§ ABOUT THIS EXERCISE
The required output is a number: how many lines of the data below include the string "opened".

§ DATASET CONTENT
PR #217, opened 2021-08-05
make partition updates synchronous

### LINKED ISSUE #95: updating many contexts causes crash
- Create several (>6 or so) transformed datasets off of one input dataset
- Apply an update to the input table

I get:
Unhandled Rejection (TypeError): responses is not iterable

This happens in `updateContextWithDataSet`, it looks like `responses` is `undefined` in 
```ts
const responses = await callMultiple(requests);
```

@stardust66 Any idea what's happening here?

thomascastleman:
This fixes #95, at least for partition. However, I have no idea why. It does so by making partition updates synchronous. As a consequence this makes partition updates a lot slower.

I also threw in a more specific error if the response from CODAP comes back `undefined` in `updateContextWithDataSet`, so that we'll at least get something better than responses is not iterable.

I'm not sure what we want to do about this since I'm the only one who can reproduce.

### DIFF
--- a/src/lib/codapPhone/index.ts
+++ b/src/lib/codapPhone/index.ts
@@ -767,12 +767,6 @@ export async function updateContextWithDataSet(
 
   const responses = await callMultiple(requests);
 
-  if (responses === undefined) {
-    throw new Error(
-      `Received no response from CODAP when updating ${contextName}`
-    );
-  }
-
   for (const response of responses) {
     if (!response.success) {
       throw new Error(`Failed to update ${contextName}`);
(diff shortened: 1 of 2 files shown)


stardust66:
I'm also not sure what to do about this, but it doesn't seem like a big change anyway. I also don't see a big slow-down, so maybe we can just merge the fix.

stardust66 (approved):

P-bibs (approved):
Hmm I poked around a bit but also can't figure out why this would work. Anyway, I agree with Jason the performance isn't noticeable so looks good!

thomascastleman:
I think per Jason's explanation of iframe-phone returning `undefined` sometimes when serving a request takes too long, it may be because asynchronous partition updates happen too fast. Making them synchronous seems to slow it down enough that iframe-phone doesn't return `undefined`.

PR #218, opened 2021-08-05
check all responses from iframe-phone

thomascastleman:
This adds checks to every `response` in a call to iframe-phone to ensure it is not `undefined` before using it. In the `undefined` case it gives a more informative error message about an invalid response than what would be raised if we just used the value.

### DIFF
--- a/src/lib/codapPhone/index.ts
+++ b/src/lib/codapPhone/index.ts
@@ -114,12 +114,16 @@ export async function updateInteractiveFrame(
         values,
       },
       (response) => {
-        // NOTE: Ensure the response exists, since if this is run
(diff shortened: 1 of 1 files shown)


stardust66 (approved):

P-bibs (approved):
Looks good! Do we need to put the error in the strings file?

thomascastleman:
I didn't but only because the other errors in `codapPhone/` aren't--should we migrate them all over? @stardust66 Or was there a reason you left those

stardust66:
Yeah at first I didn't include those because I thought that codapPhone could eventually be decoupled from transformers, but honestly it's not happening soon so it makes more sense for the errors to go in the strings file now.

PR #219, opened 2021-08-05
Flow title updates

stardust66:
Add `useEditedOutputs`, which keeps track of the contexts that have had their titles manually edited, and use this information to decide whether to include updated titles in normal transformer updates.

### DIFF
--- a/src/components/transformer-template/TransformerTemplate.tsx
+++ b/src/components/transformer-template/TransformerTemplate.tsx
@@ -199,7 +199,7 @@ const titleFromComponent = (
   return tmp && tmp.title ? <h3>{tmp.title}</h3> : <></>;
 };
 
-interface DatasetCreatorFunction {
+export interface DatasetCreatorFunction {
   kind: "datasetCreator";
   func: (state: TransformerTemplateState) => Promise<TransformationOutput>;
 }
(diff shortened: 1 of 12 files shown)


stardust66:
So, it turns out that what was causing the issue was not that we can't tell apart manual edits and plug-in updates to the titles, but that we get a title edit notification when we create a new context, which messed things up from the start. This issue is solved for all transformations by checking whether the updated title belongs to the dependencies of any active transformation whenever we get a title update notification, so we only keep track of title edits for contexts after we've created them through a transformer.

thomascastleman:
Awesome! This will eliminate a lot of confusion I think and allow people to give their datasets meaningful names.

My only thought for possible improvement has to do with the dataset description--previously we couldn't update it for some CODAP reason but I asked Jonathan and I think he's fixed this in the latest build (see [this report](https://www.pivotaltracker.com/n/projects/1055240/stories/179027655)).

Would it be possible to incorporate description updating? This would be great, just so the title/description remain in sync and we don't get the following situation which might cause confusion:

description

thomascastleman (approved):
Nice! Seems to work great

P-bibs (approved):

PR #983, opened 2024-06-19
Replace occurrences of `+` in operating system labels for MachineClasses with `_`

### LINKED ISSUE #982: Labels created from machine images for MachineClasses might contain invalid characters and fail to deploy

/area quality
/kind bug
/platform aws

**What happened**:

CloudProfiles might contain machine images whose version number is something like `1.2.3-prerelease+build456` which is valid semver. However, once the version number contains the `+build456` build identifier, the provider extension fails to deploy the MachineClass. 

[Here](https://github.com/gardener/gardener-extension-provider-aws/blob/df388be6af471ce4897fdefc4c98a6eba8947e8e/charts/internal/machineclass/templates/machineclass.yaml#L9-L11), the MachineClass labels are taken straight from the [OS image](https://github.com/gardener/gardener-extension-provider-aws/blob/df388be6af471ce4897fdefc4c98a6eba8947e8e/pkg/controller/worker/machines.go#L205-L208) and thus, one label in this example would be `operatingSystemVersion: 1.2.3-prerelease+build456` - however, a `+` is not a permissible character to appear in a label.

MachineClasses can be deployed successfully even for OS images that contain `+build` build identifiers in their version number.

Insert a machine image version that has a `+build` build identifier in is version number into a CloudProfile and try creating a Shoot with this machine image. Deploying the MachineClass will ultimately fail with

```
Invalid value: "1.2.3+build456": a valid label must be an empty string or consist of alphanumeric characters, ''-'', ''_'' or ''.'', and must start and end with an alphanumeric character (e.g. ''MyValue'',  or ''my_value'',  or ''12345'', regex used for validation is ''(([A-Za-z0-9][-A-Za-z0-9_.]*)?[A-Za-z0-9])?''), could not apply object of kind "MachineClass" "shoot--myproject--mycluster/shoot--myproject--mycluster-myworkerpool-f3216": MachineClass.machine.sapcloud.io "shoot--myproject--mycluster/shoot--myproject--mycluster-myworkerpool-f3216"
```

This issue seems to apply to the other provider extensions as well.

**Environment**:

- Gardener version (if relevant): v1.97.0
- Extension version: v1.55.1
- Kubernetes version (use `kubectl version`): -
- Cloud provider or hardware configuration: AWS

MrBatschner:

/area quality
/kind bug
/platform aws

Replaces occurrences of the `+` character in values to the MachineClass label `operatingSystemVersion` with `_` as `+` is not a permitted character in Kubernetes labels.

Fixes #982 

```other operator
A problem with deploying MachineClasses that reference an operating system image whose version contains a `+` character was fixed. 
```

### DIFF
--- a/pkg/controller/worker/machines.go
+++ b/pkg/controller/worker/machines.go
@@ -10,6 +10,7 @@ import (
 	"path/filepath"
 	"sort"
 	"strconv"
+	"strings"
 
 	"github.com/Masterminds/semver/v3"
 	"github.com/gardener/gardener/extensions/pkg/controller"
@@ -204,7 +205,7 @@ func (w *workerDelegate) generateMachineConfig(ctx context.Context) error {
 			if pool.MachineImage.Name != "" && pool.MachineImage.Version != "" {
 				machineClassSpec["operatingSystem"] = map[string]interface{}{
 					"operatingSystemName":    pool.MachineImage.Name,
-					"operatingSystemVersion": pool.MachineImage.Version,
+					"operatingSystemVersion": strings.Replace(pool.MachineImage.Version, "+", "_", -1),
 				}
 			}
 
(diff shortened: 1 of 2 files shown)


AndreasBurger (approved):
lgtm

PR #984, opened 2024-06-21
Add option to deploy aws ipam controller

DockToFuture:

/area networking
/kind enhancement
/platform aws

The aws-ipam-controller is required to support prefix delegation for IPv6 and dual-stack shoot clusters. With this pull request the aws-ipam-controller is deployed per default into the controlplane of the shoot cluster. It runs for IPv6 and dual stack shoot clusters and is scaled down to zero for IPv4 shoot clusters. Once active it disables the `allocate-node-cidrs` field in the kube-controller-manager. For cloud-controller-manager the `allocate-node-cidrs` field is already disabled.

Fixes #

**Release note**:

```other operator
The aws-ipam-controller is enabled for IPv6 and dual stack shoot clusters. It replaces the IPAM of the cloud-controller-manager and kube-controller-manager and supports additionally prefix delegation in case of IPv6 or dual stack. 
```


kon-angelo:
@DockToFuture do you think that this should be exposed on a shoot level ? Would it make sense as a seed featuregate instead ? I don't see value in the user manually fiddling with the IPAM - rather it is something that we know from the IP family support and we can configure it ourselves.

pkg/controller/controlplane/valuesprovider.go
```diff
@@ -587,6 +625,74 @@ func getCRCChartValues(
...
+			nodeCidrMaskSizeIPv4 = *cluster.Shoot.Spec.Kubernetes.KubeControllerManager.NodeCIDRMaskSize
+		}
+		if cluster.Shoot.Spec.Networking != nil &&
+			len(cluster.Shoot.Spec.Networking.IPFamilies) == 1 &&
+			cluster.Shoot.Spec.Networking.IPFamilies[0] == v1beta1.IPFamilyIPv6 {
+			nodeCidrMaskSizeIPv6 = *cluster.Shoot.Spec.Kubernetes.KubeControllerManager.NodeCIDRMaskSize
+		}
+	}
+
+	podNetwork := "192.168.0.0/16"
```
kon-angelo, line 662: Can you maybe explain where this value is coming from and why it is hardcoded here ? Shouldn't we return an error if it's missing ?

pkg/controller/controlplane/valuesprovider.go
```diff
@@ -587,6 +625,74 @@ func getCRCChartValues(
...
+		},
+		"podLabels": map[string]interface{}{
+			v1beta1constants.LabelPodMaintenanceRestart: "true",
+		},
+		"region":               cp.Spec.Region,
+		"mode":                 mode,
+		"nodeCIDRMaskSizeIPv4": nodeCidrMaskSizeIPv4,
+		"nodeCIDRMaskSizeIPv6": nodeCidrMaskSizeIPv6,
+	}
+	enabled := (cluster.Shoot.Spec.Networking != nil &&
```
kon-angelo, line 683: 1. I feel that this condition is used in many places already, hence it would be nice if we had an utility function for it already.
2. Maybe a clarification for the enablement and the FeatureGate. My understanding is the following: we need the IPAM controller no matter what for dual stack and ipv6 and hiding behind the feature gate is not changing much. I though the FG was there to enable ipv4 using the new controller for all shoots (including the ipv4 only shoots)

pkg/controller/controlplane/valuesprovider.go
DockToFuture: The ipam controller requires a value for the podNetwork. In case of IPv6 you do not want to specify it and take a default value. I took the same value as specified in the ccm for the podNetwork, see: https://github.com/gardener/gardener-extension-provider-aws/blob/180b867ff68470bae677d1d4c2fe097c6949e043/charts/internal/seed-controlplane/charts/cloud-controller-manager/values.yaml#L4

pkg/controller/controlplane/valuesprovider.go
DockToFuture: Done and added additional test case to test all feature gate scenarios.

pkg/controller/controlplane/valuesprovider_test.go
```diff
@@ -102,6 +104,7 @@ var _ = Describe("ValuesProvider", func() {
 	)
 
 	BeforeEach(func() {
+		format.MaxLength = 0
```
AndreasBurger, line 107: 👍

AndreasBurger (approved):
lgtm

pkg/controller/controlplane/valuesprovider.go
```diff
@@ -587,6 +623,64 @@ func getCRCChartValues(
...
+		}
+		if isIPv6(cluster) {
+			nodeCidrMaskSizeIPv6 = *cluster.Shoot.Spec.Kubernetes.KubeControllerManager.NodeCIDRMaskSize
+		}
+	}
+
+	// podNetwork is default IPv4 range for aws-ipam-controller in case IPv6 is used.
+	podNetwork := "192.168.0.0/16"
+	if slices.Contains(cluster.Shoot.Spec.Networking.IPFamilies, v1beta1.IPFamilyIPv4) {
+		podNetwork = extensionscontroller.GetPodNetwork(cluster)
```
kon-angelo, line 656: @DockToFuture you should rebase because with the latest vendored g/g, I believe that this method returns a slice.

kon-angelo (dismissed):

AndreasBurger (approved):

hebelsan (commented):
/lgtm

DockToFuture:
Can we get this change in?

charts/internal/seed-controlplane/charts/cloud-controller-manager/templates/deployment.yaml
```diff
@@ -39,7 +39,7 @@ spec:
         imagePullPolicy: IfNotPresent
         command:
         - /bin/aws-cloud-controller-manager
-        - --allocate-node-cidrs=true
+        - --allocate-node-cidrs=false
```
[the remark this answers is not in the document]
kon-angelo: So long story short, the IPAM in Gardener is usually done by the KCM. The flag `allocate-node-cidrs` really exists, but I have not been able to make the CCM handle IPAM regardless of the value of this flag. I am not sure if I am missing other options, but AFAIK, the IPAM was never done by the CCM. Hence, I just set it to its "real" value.

The other change touching the webhook/ensurer.go is the real IPAM change.

hebelsan (dismissed):

pkg/webhook/controlplane/ensurer.go
```diff
@@ -234,6 +241,11 @@ func ensureKubeControllerManagerCommandLineArgs(c *corev1.Container, k8sVersion
 
 	c.Command = extensionswebhook.EnsureNoStringWithPrefix(c.Command, "--cloud-config=")
 	c.Command = extensionswebhook.EnsureNoStringWithPrefix(c.Command, "--external-cloud-volume-plugin=")
+
+	// provider-aws is already deploying CCM with --allocate-node-cidrs. We should safely disable IPAM management from KCM.
```
DockToFuture, line 245: provider-aws is already deploying CCM with --allocate-node-cidrs=false.

kon-angelo: The comment was from another solution that did not work so well. Thank you for noticing

AndreasBurger (approved):

hebelsan (approved):

PR #1011, opened 2024-07-18
Extend/infrastructure config

DockToFuture:

/area networking
/kind enhancement
/platform aws

This PR continues the work from https://github.com/gardener/gardener/pull/9998 to allow propagating network ranges from provider extension to Shoot status. It adds fields for the node, pod and service CIDRs to the `InfrastructureConfig`. When defined they are taken into account as well as the fields defined in the networking section of the shoot.yaml file. The PR is a prerequisite to later add the delegated prefixes provided by the AWS infrastructure provider.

§ WORKED SOLUTION
6